## Extracted data
PR #131, opened 2022-03-07
use referred shoot of managed seeds for targeting, provider-env and ssh command

### LINKED ISSUE #104: Enable `ssh` and `provider-env` when targeting Seed that is a ManagedSeed

When targeting a `Seed`, that is backed by a `ManagedSeed` (i.e. a `Shoot` registered as `Seed`), the `ssh` and `provider-env` commands cannot be used:
```
$ g target --garden dev seed aws
Successfully targeted seed "aws"

$ eval $(g kubectl-env zsh)

$ g target view
garden:"dev", seed:"aws"%

$ g ssh ip-10-11-12-13.eu-west-1.compute.internal
Error: no Shoot cluster targeted

$ eval $(g provider-env zsh)
Error: no shoot targeted
```

Obviously, for such `Seed`s you can switch the target to the respective `Shoot` and then use the `ssh` and `provider-env` commands.
However, it would be nice to support these commands out of the box, when targeting `ManagedSeed`s.

**Why is this needed**:

Typically, most `Seed`s in a gardener installation (at least the user-facing ones) are `ManagedSeed`s.
When operators start investigating some issues with a shoot control plane or seed, they would typically target the `Seed`. Later on, they might need to `ssh` into a node of the seed cluster or need to use the cloud-provider CLI for further investigation.

### LINKED ISSUE #129: Use
Currently, we require for all seeds to have secret with name `seedname.login` defined in the garden namespace.
However, for shooted seeds, we could simply get the shoot kubeconfig. We can look for `managedseed` resources in the garden namespace to find shoots that are used as seeds.

**Why is this needed**:
Reduces configuration overhead for shooted seeds.

grolu:
If seed is a managed seed, GetSeedClientConfig returns GetShootClientConfig for respective shoot

Fixes #129 Fixes #104

**Release note**:

```feature operator
Managed seeds no longer require `<seedname>.login` secret. The `gardenlogin` kubeconfig is used instead for the shoot that is registered as seed
```

```feature user
Gardenctl now uses referred shoot of managed seeds for targeting, provider-env and ssh commands.
```

### DIFF
--- a/internal/gardenclient/client.go
+++ b/internal/gardenclient/client.go
@@ -281,13 +281,7 @@ func (g *clientImpl) GetSeedClientConfig(ctx context.Context, name string) (clie
 	if shoot, err := g.GetShootOfManagedSeed(ctx, name); err != nil {
 		return nil, err
 	} else if shoot != nil {
-		// TODO: Discuss if we want to have the fallback in case GetShootClientConfig returns an error or better just do:
-		// return g.GetShootClientConfig(ctx, "garden", shoot.Name)
-		if config, err := g.GetShootClientConfig(ctx, "garden", shoot.Name); err == nil {
-			return config, nil
-		} else if !apierrors.IsNotFound(err) {
-			return nil, err
-		}
+		return g.GetShootClientConfig(ctx, "garden", shoot.Name)
 	}
 
 	key := types.NamespacedName{Name: name}
--- a/internal/gardenclient/client.go
+++ b/internal/gardenclient/client.go
@@ -78,8 +78,8 @@ type Client interface {
 	// GetConfigMap returns a Kubernetes configmap resource
 	GetConfigMap(ctx context.Context, namespace, name string) (*corev1.ConfigMap, error)
 
-	// GetManagedSeed returns a Gardener Seed Management ManagedSeed resource
-	GetManagedSeed(ctx context.Context, name string) (*seedmanagementv1alpha1.ManagedSeed, error)
+	// GetShootOfManagedSeed returns shoot of seed using ManagedSeed resource, nil if not a managed seed
+	GetShootOfManagedSeed(ctx context.Context, name string) (*seedmanagementv1alpha1.Shoot, error)
 
 	// RuntimeClient returns the underlying kubernetes runtime client
 	// TODO: Remove this when we switched all APIs to the new gardenclient
@@ -262,31 +262,31 @@ func (g *clientImpl) GetConfigMap(ctx context.Context, namespace, name string) (
 	return cm, nil
 }
 
-func (g *clientImpl) GetManagedSeed(ctx context.Context, name string) (*seedmanagementv1alpha1.ManagedSeed, error) {
+func (g *clientImpl) GetShootOfManagedSeed(ctx context.Context, name string) (*seedmanagementv1alpha1.Shoot, error) {
 	managedSeed := &seedmanagementv1alpha1.ManagedSeed{}
-	key := types.NamespacedName{Name: name, Namespace: "garden"} // Currently, managed seeds are restricted to the garden namespace
+	key := types.NamespacedName{Namespace: "garden", Name: name} // Currently, managed seeds are restricted to the garden namespace
 
 	if err := g.c.Get(ctx, key, managedSeed); err != nil {
+		if apierrors.IsNotFound(err) {
+			return nil, nil
+		}
+
 		return nil, fmt.Errorf("failed to get managed seed %v: %w", key, err)
 	}
 
-	return managedSeed, nil
+	return managedSeed.Spec.Shoot, nil
 }
 
 func (g *clientImpl) GetSeedClientConfig(ctx context.Context, name string) (clientcmd.ClientConfig, error) {
-	managedSeed, err := g.GetManagedSeed(ctx, name)
-	if err != nil && !apierrors.IsNotFound(err) {
+	if shoot, err := g.GetShootOfManagedSeed(ctx, name); err != nil {
 		return nil, err
-	}
-
-	if managedSeed != nil {
-		clientConfig, err := g.GetShootClientConfig(ctx, managedSeed.Namespace, managedSeed.Spec.Shoot.Name)
-		if err != nil && !apierrors.IsNotFound(err) {
+	} else if shoot != nil {
+		// TODO: Discuss if we want to have the fallback in case GetShootClientConfig returns an error or better just do:
+		// return g.GetShootClientConfig(ctx, "garden", shoot.Name)
+		if config, err := g.GetShootClientConfig(ctx, "garden", shoot.Name); err == nil {
+			return config, nil
+		} else if !apierrors.IsNotFound(err) {
 			return nil, err
-		}
-
-		if clientConfig != nil {
-			return clientConfig, nil
 		}
 	}
 
--- a/internal/gardenclient/client.go
+++ b/internal/gardenclient/client.go
@@ -11,6 +11,8 @@ import (
 	"errors"
 	"fmt"
 
+	"k8s.io/klog/v2"
+
 	corev1 "k8s.io/api/core/v1"
 	apierrors "k8s.io/apimachinery/pkg/api/errors"
 	metav1 "k8s.io/apimachinery/pkg/apis/meta/v1"
@@ -273,6 +275,8 @@ func (g *clientImpl) GetShootOfManagedSeed(ctx context.Context, name string) (*s
 
 		return nil, fmt.Errorf("failed to get managed seed %v: %w", key, err)
 	}
+
+	klog.V(1).Infof("using referred shoot %q for seed %q", managedSeed.Spec.Shoot.Name, name)
 
 	return managedSeed.Spec.Shoot, nil
 }
--- a/internal/gardenclient/client.go
+++ b/internal/gardenclient/client.go
@@ -11,11 +11,6 @@ import (
 	"errors"
 	"fmt"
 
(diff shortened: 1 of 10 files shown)


internal/gardenclient/client.go
```diff
@@ -257,7 +258,27 @@ func (g *clientImpl) GetConfigMap(ctx context.Context, namespace, name string) (
 	return cm, nil
 }
 
+func (g *clientImpl) GetManagedSeed(ctx context.Context, name string) (*seedmanagementv1alpha1.ManagedSeed, error) {
+	managedSeed := &seedmanagementv1alpha1.ManagedSeed{}
+	key := types.NamespacedName{Name: name, Namespace: "garden"} // Currently, managed seeds are restricted to the garden namespace
+
+	if err := g.c.Get(ctx, key, managedSeed); err != nil {
+		return nil, fmt.Errorf("failed to get managed seed %v: %w", name, err)
```
petersutter, line 266:
```suggestion
		return nil, fmt.Errorf("failed to get managed seed %v: %w", key, err)
```

internal/gardenclient/client.go
```diff
@@ -257,7 +258,27 @@ func (g *clientImpl) GetConfigMap(ctx context.Context, namespace, name string) (
...
+}
+
 func (g *clientImpl) GetSeedClientConfig(ctx context.Context, name string) (clientcmd.ClientConfig, error) {
+	managedSeed, err := g.GetManagedSeed(ctx, name)
+	if err != nil && !apierrors.IsNotFound(err) {
+		return nil, err
+	}
+
+	if managedSeed != nil {
+		return g.GetShootClientConfig(ctx, managedSeed.Namespace, managedSeed.Name)
```
petersutter, line 279: if it returns a notFound error (e.g. gardenlogin-controller-manager is not running) it should continue and fallback to the .login kubeconfig secret

pkg/cmd/env/options.go
```diff
@@ -129,15 +131,27 @@ func (o *options) Run(f util.Factory) error {
...
 
+		if t.ShootName() == "" {
+			if t.SeedName() != "" {
+				managedSeed, err := client.GetManagedSeed(f.Context(), t.SeedName())
+				if err != nil && !apierrors.IsNotFound(err) {
+					return err
+				}
+
+				if managedSeed != nil {
+					o.CurrentTarget = o.CurrentTarget.WithProjectName("garden").WithShootName(managedSeed.Name)
```
holgerkoser, line 148: The currentTarget should not be changed. Or we should rename the property to Target.

pkg/cmd/ssh/options.go
```diff
@@ -419,18 +421,29 @@ func (o *SSHOptions) Run(f util.Factory) error {
...
-
-	printTargetInformation(o.IOStreams.Out, currentTarget)
-
 	// create client for the garden cluster
 	gardenClient, err := manager.GardenClient(currentTarget.GardenName())
 	if err != nil {
 		return err
 	}
 
+	if currentTarget.ShootName() == "" {
```
holgerkoser, line 430: same here. The currentTarget can only be chnaged via the target command.

pkg/cmd/env/options.go
holgerkoser: The managedSeed has a namespace which we use in case of getting the clientConfig. Here we ignore the namespace an hardcode the the project name to be `garden`

grolu: Yes, I agree. I also think that we should rename it. If we leave the code at that place, we should definitively do it.

grolu: >The managedSeed has a namespace which we use in case of getting the clientConfig. Here we ignore the namespace an hardcode the the project name to be garden

The `Seed` resource is not namespaces, however the `ManagedSeed` resource is. Don't ask me why because it is only possible to create `ManagedSeed` resources in the garden namespaces. Of course, shoots that are used as seeds are (currently) always in the garden namespace.
See also here: https://github.com/gardener/gardener/blob/master/docs/usage/managed_seed.md
>Unlike the Seed resource, the ManagedSeed resource is namespaced. Currently, managed seeds are restricted to the garden namespace.

That's why I hard-coded it. Do you have a cleaner solution?

internal/gardenclient/client.go
holgerkoser: I think it is better to always return the same kind of kubeconfig for the same seed. It should be clear to user what he gets for a managed seed. If there is no `gardenlogin-controller-manager` we anyway have a problem.

internal/gardenclient/client.go
```diff
@@ -257,7 +262,34 @@ func (g *clientImpl) GetConfigMap(ctx context.Context, namespace, name string) (
...
+func (g *clientImpl) GetManagedSeed(ctx context.Context, name string) (*seedmanagementv1alpha1.ManagedSeed, error) {
+	managedSeed := &seedmanagementv1alpha1.ManagedSeed{}
+	key := types.NamespacedName{Name: name, Namespace: "garden"} // Currently, managed seeds are restricted to the garden namespace
+
+	if err := g.c.Get(ctx, key, managedSeed); err != nil {
+		return nil, fmt.Errorf("failed to get managed seed %v: %w", key, err)
+	}
+
+	return managedSeed, nil
+}
```
holgerkoser, line 274:
```suggestion
func (g *clientImpl) GetShootNameOfSeed(ctx context.Context, name string) (*types.NamespacedName, error) {
	managedSeed := &seedmanagementv1alpha1.ManagedSeed{}
	key := types.NamespacedName{
	      Namespace: "garden", // Currently, managed seeds are restricted to the garden namespace
	      Name: name,
	 }

	if err := g.c.Get(ctx, key, managedSeed); err != nil {
		if apierrors.IsNotFound(err) {
			return nil, nil
		}

		return nil, fmt.Errorf("failed to get managed seed %v: %w", key, err)
	}

	return &types.NamespacedName{
            Namespace: "garden", 
            Name: managedSeed.Spec.Shoot.Name,
          }, nil
}
```

internal/gardenclient/client.go
```diff
@@ -257,7 +262,34 @@ func (g *clientImpl) GetConfigMap(ctx context.Context, namespace, name string) (
...
+	if managedSeed != nil {
+		clientConfig, err := g.GetShootClientConfig(ctx, managedSeed.Namespace, managedSeed.Name)
+		if err != nil && !apierrors.IsNotFound(err) {
+			return nil, err
+		}
+
+		if clientConfig != nil {
+			return clientConfig, nil
+		}
+	}
```
holgerkoser, line 291:
```suggestion
	if shootName, err := g.GetShootNameofSeed(ctx, name); err != nil {
		return nil, err
	} else if shootName != nil {
	        // I would prefer the following
	        // return g.GetShootClientConfig(ctx, "garden", *shootName)
	        clientConfig, err := g.GetShootClientConfig(ctx, "garden", *shootName)
	        if err == nil {
                       return clientConfig, nil
                } else if !apierrors.IsNotFound(err) {
                       return nil, err
                }
	}
```

internal/gardenclient/client_test.go
```diff
@@ -64,6 +119,8 @@ var _ = Describe("Client", func() {
 		},
 			Entry("and the secretName has suffix .oidc", "seed-1"),
 			Entry("and the secretName has suffix .login", "seed-2"),
+			Entry("and seed is a managed seed, return shoot client config", "managedSeed-1"),
```
holgerkoser, line 122: This should not be added to this table test. If we have a managed seed the secret doesn't matter. may be for this case anyway the table test make not much sense. I would prefer to use a helper with ExpectOffset and create or override the resources for each test as needed.

internal/gardenclient/client.go
grolu: I changed it as @petersutter requested (as he had good arguments) but I kind of also agree with @holgerkoser.
Let's discuss this again.

pkg/cmd/env/options.go
grolu: I renamed the current target

pkg/cmd/ssh/options.go
grolu: I renamed the current target

internal/gardenclient/client.go
grolu: I incorporated  the changes. We still need to discuss the fallback to seed kubeconfig in case of an error.

internal/gardenclient/client.go
grolu: removed fallback as discussed

pkg/cmd/ssh/options.go
```diff
@@ -413,29 +414,37 @@ func (o *SSHOptions) Run(f util.Factory) error {
...
+		if sshTarget.SeedName() != "" {
+			if shoot, err := gardenClient.GetShootOfManagedSeed(f.Context(), sshTarget.SeedName()); err != nil {
+				return err
+			} else if shoot != nil {
+				sshTarget = sshTarget.WithProjectName("garden").WithShootName(shoot.Name)
+			} else {
+				return target.ErrNoShootTargeted
+			}
+		}
+	}
```
petersutter, line 439: `if sshTarget.ShootName() == "" && sshTarget.SeedName() != "" {`
```suggestion
	if sshTarget.ShootName() == "" && sshTarget.SeedName() != "" {
		if shoot, err := gardenClient.GetShootOfManagedSeed(f.Context(), sshTarget.SeedName()); err != nil {
			return err
		} else if shoot != nil {
			sshTarget = sshTarget.WithProjectName("garden").WithShootName(shoot.Name)
		} else {
			return target.ErrNoShootTargeted
		}
	}
```

grolu:
closed in favor of #156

## Exercise objective
Using the listing above, return all lines where the word "NamespacedName" occurs.

## Task response
 	key := types.NamespacedName{Name: name}
-	key := types.NamespacedName{Name: name, Namespace: "garden"} // Currently, managed seeds are restricted to the garden namespace
+	key := types.NamespacedName{Namespace: "garden", Name: name} // Currently, managed seeds are restricted to the garden namespace
+	key := types.NamespacedName{Name: name, Namespace: "garden"} // Currently, managed seeds are restricted to the garden namespace
+	key := types.NamespacedName{Name: name, Namespace: "garden"} // Currently, managed seeds are restricted to the garden namespace
func (g *clientImpl) GetShootNameOfSeed(ctx context.Context, name string) (*types.NamespacedName, error) {
	key := types.NamespacedName{
	return &types.NamespacedName{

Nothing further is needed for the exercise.